The Positive
+ Leasing activities picked up in 3Q23. Prime signed 145.6k sq ft of leases in 3Q23, more than the previous two quarters combined (1H23: 131.2k sq ft). This was mainly due to the lease extension of top tenant Charter Communications for 94k sq ft at Village Center Station I (VCS I). Management indicated strong leasing momentum at some of its properties, with notable leasing discussions underway at VCS I and Park Tower, albeit with relatively longer lead times. One of its top 10 tenants, Matheson Tri-Gas, has indicated interest to expand its space at Tower 909, and discussions are ongoing.
The Negatives
– Portfolio occupancy dipped from 85.6% to 85% QoQ. We expect further decline in occupancy going forward as Sodexo, Prime’s second largest tenant (5.3% of income), vacates One Washingtonian Center (OWC). It will vacate 166k sq ft of 191k sq ft leased by Dec 2023 – the balance space is currently sublet to other tenants who will likely remain. Prime is making use of this downtime to re-amenitize OWC, with enhancement initiatives costing c.US$5mn underway to modernize the asset to improve leasing interests. Backfilling at this asset is in progress, with encouraging signs as it has already secured a 19k sq ft 11-year lease with a healthcare tenant in Oct 23.

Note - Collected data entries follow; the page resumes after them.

PR #258, opened 2021-01-22
2021 01 taxonomy search facets

aurel-l:
## Purpose
Taxonomy filtering within facets [TRM-24701](https://www.ebi.ac.uk/panda/jira/browse/TRM-24701).

## Approach
Update franklin to have finer control over how facets are rendered, create custon facet for taxonomy.

## Testing
Updated existing snapshots.

## Checklist
  - improved test coverage in other areas of the codebase

This should work in any of the namespace searches, and this will not be rendered in the blast results (pending other jira later as logic is different).
Note that even though it is within the facets UI area, it is affecting the search filters, not the search facets.


src/shared/utils/__tests__/getNextURLFromHeaders.spec.ts
```diff
@@ -0,0 +1,27 @@
...
+    const headers = new Headers({
+      link: '<https://www.example.com/>; rel="next"',
+    });
+    const parsedHeaders = Object.fromEntries(headers.entries());
+    expect(getNextURLFromHeaders(parsedHeaders)).toBe(
+      'https://www.example.com/'
+    );
+  });
+
+  it("shouldn't return anything if no next URL if present", () => {
```
dlrice, line 14:
```suggestion
  it("shouldn't return anything if relationship is not next", () => {
```

src/shared/utils/__tests__/getNextURLFromHeaders.spec.ts
```diff
@@ -0,0 +1,27 @@
...
+    const headers = new Headers({
+      link: '<https://www.example.com/>; rel="canonical"',
+    });
+    const parsedHeaders = Object.fromEntries(headers.entries());
+    expect(getNextURLFromHeaders(parsedHeaders)).toBeUndefined();
+  });
+
+  it("shouldn't return anything if no next URL if present", () => {
```
dlrice, line 22:
```suggestion
  it("shouldn't return anything if no next URL is present", () => {
```

src/shared/components/results/ResultsFacets.tsx
```diff
@@ -1,50 +1,36 @@
...
+const ResultsFacets: FC<{ facets: FacetObject[]; isStale?: boolean }> = ({
   facets,
   isStale,
 }) => {
-  const match = useRouteMatch<{ subPage?: string }>(
-    LocationToPath[Location.BlastResult]
+  const isSearchPage = Boolean(useNS());
+
+  const splitIndex = facets.findIndex(
+    (facet) => facet.name === 'model_organism'
```
dlrice, line 19: Would be good to have facet names as an enum

src/uniparc/components/entry/Entry.tsx
```diff
@@ -52,7 +52,7 @@ const Entry: FC = () => {
     redirectedTo,
     headers,
   } = useDataApi<UniParcAPIModel>(baseURL);
-  // const facetData = useDataApi<Facet[]>(`${baseURL}/facets`);
+  // const facetData = useDataApi<FacetObject[]>(`${baseURL}/facets`);
```
dlrice, line 55: Are these two comments (also L34) needed? If so, could you comment with a `TODO:` to flag for future plans.

dlrice (commented):
Both of the following:
```
a4 AND (taxonomy_id:9606) OR (taxonomy_id:9605) => 194,337 results
a4 AND (taxonomy_id:9606) AND (taxonomy_id:9605) => 210 results
```
are represented the same in the Taxonomy filter:
```
Taxonomy
9606
9605
```
I am not sure if we want to be explict here by preceding by the logical conjunction in the facet. In another example:
```
a4 OR (taxonomy_id:9606) NOT (taxonomy_id:9606)
```
has the facets as:
```
Taxonomy
9606
9606
```

dlrice:
Came across this behaviour while reviewing: `a4 AND (taxonomy_id:9606) AND (taxonomy_id:9605) ` (note dangling space) causes the final term to be parsed as `All: (taxonomy_id:9605)` as opposed to the expected `Taxonomy [OC]:9605`

src/shared/components/results/ResultsFacets.tsx
aurel-l: I think that deserves a TODO.
Because we have a limited set of possible facets available on the server, depending on the endpoint/namespace. But we also have a subset of those facets that are the ones we actually query the server explicitely.
I think these need to be tied somehow (see the defaultFacets variable in the apiUrls.ts file).
So a change taking into account everything would be quite a major refactor don't you think?

src/uniparc/components/entry/Entry.tsx
aurel-l: This can actually go, I assumed I was asking backend for these facets in UniParc, but they need to be generated on the client

aurel-l:
> Came across this behaviour while reviewing: `a4 AND (taxonomy_id:9606) AND (taxonomy_id:9605) ` (note dangling space) causes the final term to be parsed as `All: (taxonomy_id:9605)` as opposed to the expected `Taxonomy [OC]:9605`

Good catch, I'll tackle that on Monday in a different commit directly on the sprint branch or on another PR depending on the size of the fix

PR #260, opened 2021-01-26
copy and inject styles

aurel-l:
Ugly trick in order to inject the styles we are interested in.

I made it flexible enough so that you can add more selectors as you realise they are needed inside the shadow root.
I just put 3 selectors at the moment, but we might actually need more.

### DIFF
--- a/src/uniprotkb/components/protein-data-views/SubcellularLocationView.tsx
+++ b/src/uniprotkb/components/protein-data-views/SubcellularLocationView.tsx
@@ -25,25 +25,38 @@ const getSubcelluarLocationId = (id: string) => {
   return null;
 };
 
+// 😷, get style rules from the document context in order to
+// copy and inject them in the shadow dom later through the template
+const getStylesContaining = (...selectors: string[]) =>
+  Array.from(document.styleSheets)
+    .flatMap((stylesheet) =>
+      Array.from(stylesheet.rules).map(
+        (rule) =>
+          selectors.some((selector) => rule.cssText.includes(selector)) &&
+          rule.cssText
+      )
+    )
+    .filter(Boolean) as string[];
+
 const SubcellularLocationView: FC<{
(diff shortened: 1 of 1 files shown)


src/uniprotkb/components/protein-data-views/SubcellularLocationView.tsx
```diff
@@ -25,25 +25,38 @@ const getSubcelluarLocationId = (id: string) => {
...
-      subcellularLocations
-        ?.flatMap(({ location }) => getSubcelluarLocationId(location.id))
-        .filter(Boolean)
-        .join(',')
-    );
     if (lineage && taxonId && comments && !isVirus(lineage)) {
-      ref.current.insertAdjacentHTML(
+      const sls = comments?.flatMap(({ subcellularLocations }) =>
+        subcellularLocations
+          ?.flatMap(({ location }) => getSubcelluarLocationId(location.id))
```
aurel-l, line 55: By the way, there is probably a typo here in the name of the function.
And also, here `.map` would work just fine as it's returning a single item.

dlrice: Good catch on the typo. I removed the inner `flatMap` but kept the outer as otherwise it's an array of array of strings that is being joined. Could work with just the `map` as joining arrays of arrays yields the required comma separated string as `['a','b'].toString() => 'a,b'` but it's not immediately clear to me that this is why it works out so prefer the explicit flatMap.

dlrice (approved):

src/uniprotkb/components/protein-data-views/SubcellularLocationView.tsx
aurel-l: Yeah, I was just mentionning the inner one. I didn't realise skipping the outer one still made it work with some magic joining logic, but I'm with you on keeping the outer one.

PR #263, opened 2021-01-29
2021 01 proteomes results api UI models

dlrice:
## Purpose
Proteomes namespace API and UI models needed.

## Approach
* Created API and UI models types
* Table view functional with currently supported column render functions (aside from BUSCO which is to follow in a separate PR)
* Moved `Xref`, `Citation` and `Lineage` types to shared apiModel file
* Added proteomes mock data provided by back end
* Temporarily renamed `proteomes` namespace to `proteome` until backend update as agreed in previous web meeting.

## Testing
Tested column render functions as we do for other namespaces.

## Checklist
  mostly but some things needed changing in the process


src/app/config/urls.ts
```diff
@@ -43,7 +43,7 @@ export const LocationToPath = {
   [Location.UniParcEntry]: '/uniparc/:accession',
   [Location.UniParcResults]: '/uniparc',
   [Location.ProteomesEntry]: '/proteomes/:accession',
-  [Location.ProteomesResults]: '/proteomes',
+  [Location.ProteomesResults]: `/${Namespace.proteomes}`,
```
dlrice, line 46: I am think tying everything to the `Namespace` enum would be a good thing to do more generally in our urls.

aurel-l: Good idea. In that case, do it for everything in this file of URLs.

src/proteomes/adapters/proteomesConverter.ts
```diff
@@ -0,0 +1,98 @@
...
+  proteomeCrossReferences: Xref[];
+  proteinCount: number; // used in the entry for each component TODO: eventually will be supported by backend in 2021_02 - 2021_03
+};
+
+export type CpdReport = {
+  proteomeCount: number;
+  stdCdss: number;
+  averageCdss: number;
+  confidence: number;
+  status: string;
```
aurel-l, line 29: would be nice to have a union of possible values here

src/proteomes/adapters/proteomesConverter.ts
```diff
@@ -0,0 +1,98 @@
...
+};
+
+export type BuscoReport = {
+  complete: number;
+  completeSingle: number;
+  completeDuplicated: number;
+  fragmented: number;
+  missing: number;
+  total: number;
+  lineageDb: string;
```
aurel-l, line 39: here too, I understand there is a limited set of possible values for this field too

src/proteomes/adapters/proteomesConverter.ts
```diff
@@ -0,0 +1,98 @@
...
+  score: number;
+};
+
+export type ProteomeCompletenessReport = {
+  cpdReport: CpdReport;
+  buscoReport: BuscoReport;
```
aurel-l, line 45: Are those (both cpd and busco) present on all proteome entries? I though some of them didn't have this as there is not always a busco visualisation on the current website

src/proteomes/config/ProteomesColumnConfiguration.tsx
```diff
@@ -0,0 +1,129 @@
...
+      })}
+    >
+      {id}
+    </Link>
+  ),
+});
+
+ProteomesColumnConfiguration.set(ProteomesColumn.organismID, {
+  label: 'Organism ID',
+  render: ({ taxonomy }) => taxonomy.taxonId,
```
aurel-l, line 62: Needs to be a link to the taxonomy page

src/proteomes/adapters/proteomesConverter.ts
dlrice: Had a chat with Katie Moulang regarding this. BUSCO release new lineageDb's over time so I will keep this as a string type to avoid having to monitor and update.

src/proteomes/adapters/proteomesConverter.ts
dlrice: * CPD always present (at least in current site data)
* BUSCO optional

dlrice:
Addressed all comments

aurel-l (approved):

– Gearing increased 0.9ppts QoQ to 43.7%, leaving a c.12.9% buffer from FY22 year-end valuations before it reaches 50%. 78% of debt is either on fixed rate or hedged (2Q23: 80%), with 62% of debt hedged or fixed through to 2026 or beyond. The remaining 16% of hedges expire in July 24. Prime’s YTD all in interest cost rose to 4% from 3.9% in 1H23, and its interest coverage ratio is at 3.2x. Prime is in talks with lenders to refinance US$484mn (69% of total) debt that expires in July 24.